On April 16, 2010, two years before Greg Smith made his charges, the
Securities and Exchange Commission made the identical charge: Goldman was
ripping off its clients. Here’s the actual wording of the complaint:

“Undisclosed in the marketing materials and unbeknownst to investors, a
large hedge fund, Paulson & Co. Inc…played a significant role in the
portfolio selection process. After participating in the selection of the
reference portfolio, Paulson effectively shorted the RMBS [Residential
Mortgage Backed Securities] portfolio it helped select by entering into
credit default swaps (‘CDS’) with GS&Co [Goldman Sachs & Company] to buy
protection on specific layers of the ABACUS 2007-AC1 capital structure.

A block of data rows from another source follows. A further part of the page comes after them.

PR #2414, opened 2020-04-29
Prevent exception from being swallowed in maven-plugin

bdemers:
Adds root cause to MojoExecutionException when an IllegalAccessError is thrown


bdemers:
I'm trying to track down an error on windows, when the native-image-maven-plugin is used, but the root cause is ignored

olpaw:
@bdemers your change looks fine. Please sign the OCA so that I can merge your change. Thanks.

bdemers:
@olpaw, I sent it in last night, let me known if it doesn’t show up in the system!

olpaw:
> @olpaw, I sent it in last night, let me known if it doesn’t show up in the system!

@dougxc how long does it usually take nowadays to get graalvmbot to see submitted OCAs? Is that process still manual?

dougxc:
Yep, still manual. First we need to see the OCA show up [here](http://www.oracle.com/technetwork/community/oca-486395.html). Then we need to edit the OCA database used by @graalvmbot .

bdemers:
@olpaw @dougxc I'm listed on the OCA page now 😄

Issue #2381, opened 2020-04-23
Add callee-based filters to the tracing agent


sdeleuze:
As [pointed out](https://graalvm.slack.com/archives/CN9KSFB40/p1587030771130700?thread_ts=1587026997.128900&cid=CN9KSFB40) by @shelajev on GraalVM Slack, the tracing agent currently only support  [caller-based filters](https://github.com/oracle/graal/blob/master/substratevm/CONFIGURE.md#caller-based-filters).

This issue is a feature request to add callee-based filters in order to be able to leverage GraalVM and Surefire Maven plugins to generate GraalVM configuration files (reflection, proxy and resource ones) via Maven configuration. We would like to leverage that in the next release of [Spring GraalVM native](https://github.com/spring-projects-experimental/spring-graal-native) support (agent and hybrid modes).

Few notes:
 - Since the goal is to use only Maven configuration, using bash based filtering is not an option hence the need for such feature
 - The support would be pretty similar to [caller-based filters](https://github.com/oracle/graal/blob/master/substratevm/CONFIGURE.md#caller-based-filters) currently supported
 - Such calle-based filters would be typically used to filter test related packages (or classes) like `org.junit.**`, `org.mockito.**` or `org.springframework.test.**`.

Thanks to tag this issue with the `spring` label.

peter-hofer:
@sdeleuze , @sbrannen is #2422 what you had in mind?

sdeleuze:
@peter-hofer Thanks, yes it looks like what I had in mind. Feel free to rename this issue and/or close it if needed.

sbrannen:
Yes, I think that looks good. Thanks!

PR #2422, opened 2020-04-30
Introduce configurable access filter in agent.

peter-hofer:
Solves #2381. Called _access filter_ in contrast to the proposed _callee filter_ because in agent terms, we don't observe _calls_ to these methods, we observe _lookups_ or more generally, _accesses_.


substratevm/src/com.oracle.svm.configure/src/com/oracle/svm/configure/trace/AccessAdvisor.java
```diff
@@ -67,16 +67,18 @@ public static RuleNode copyBuiltinCallerFilterTree() {
         return internalCallerFilter.copy();
     }
 
+    public static RuleNode copyBuiltinAccessFilterTree() {
+        RuleNode root = RuleNode.createRoot();
+        root.addOrGetChildren("**", RuleNode.Inclusion.Include);
```
gradinac, line 72: A small question - could this also work like `copyBuiltinCallerFilterTree`?  It would copy `accessWithoutCallerFilter`, and then we could remove
```
        if (callerClass.get() == null && !accessWithoutCallerFilter.treeIncludes(queriedClass.get())) {
            return true;
        }
```
from the `shouldIgnore` call?

sdeleuze:
Could you please consider inclusion in 20.1 of this PR in order to allow Spring GraalVM support to move forward on running the agent during tests within a pure Maven build?

peter-hofer:
> Could you please consider inclusion in 20.1 of this PR in order to allow Spring GraalVM support to move forward on running the agent during tests within a pure Maven build?

I think it's low-risk, so I'll try to get it merged.

substratevm/src/com.oracle.svm.configure/src/com/oracle/svm/configure/trace/AccessAdvisor.java
peter-hofer: I'm not sure if I understand correctly. It would probably be fine to merge the two filters, but `accessWithoutCallerFilter` is specifically for cases in which we don't know the caller class and it's very likely an internal access (JVMCI, Libgraal, JVM startup) where we assume it shouldn't end up in the user configuration, so I'd prefer to keep it separate.

gradinac: Ahh, I overlooked the purpose initially, my bad. I agree, it's best to keep it separate.

sdeleuze:
@peter-hofer First thanks for shipping that in 20.1. This feature works as expected for reflection, but for proxies I can't obtain the behavior I would like.

With following `access-filter.json` file:
```
{ "rules": [
  {"excludeClasses": "org.apache.maven.surefire.**"},
  {"excludeClasses": "net.bytebuddy.**"},
  {"excludeClasses": "org.apiguardian.**"},
  {"excludeClasses": "org.junit.**"},
  {"excludeClasses": "org.mockito.**"},
  {"excludeClasses": "org.springframework.test.**"},
  {"excludeClasses": "org.springframework.boot.test.**"}
]
}
```

The related entries are filtered from `reflect-config.json` but `proxy-config.json` contains:
```
[
  ["java.lang.reflect.ParameterizedType","org.springframework.core.SerializableTypeWrapper$SerializableTypeProxy","java.io.Serializable"],
  ["org.springframework.boot.context.properties.ConfigurationProperties","org.springframework.core.annotation.SynthesizedAnnotation"],
  ["org.springframework.boot.test.context.SpringBootTest","org.springframework.core.annotation.SynthesizedAnnotation"],
  ["org.springframework.test.context.BootstrapWith","org.springframework.core.annotation.SynthesizedAnnotation"]
]
```

Is there currently a way to filter `proxy-config.json` to get the following content based on previously mentioned `access-filter.json`?

```
[
  ["java.lang.reflect.ParameterizedType","org.springframework.core.SerializableTypeWrapper$SerializableTypeProxy","java.io.Serializable"],
  ["org.springframework.boot.context.properties.ConfigurationProperties","org.springframework.core.annotation.SynthesizedAnnotation"]
]
```

If not, should I create a related issue?

peter-hofer:
@sdeleuze , I checked and proxy classes are currently filtered only by caller, not with the new access filter. I created #2490 based on your comment, thank you!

Given its financial short interest, Paulson had an economic incentive to
choose RMBS that it expected to experience credit events in the near
future. GS&Co did not disclose Paulson’s adverse economic interests or its
role in the portfolio selection process in the term sheet, flip book,
offering memorandum or other marketing materials provided to investors.”

To put all that in plain English, the SEC charged Goldman Sachs with
knowingly creating an investment product designed to fail so that a hedge
fund manager could benefit by shorting it and then sold it to its clients
as a good investment. Goldman settled that complaint for $550 million, at
that time the largest penalty ever imposed by the SEC on a Wall Street firm.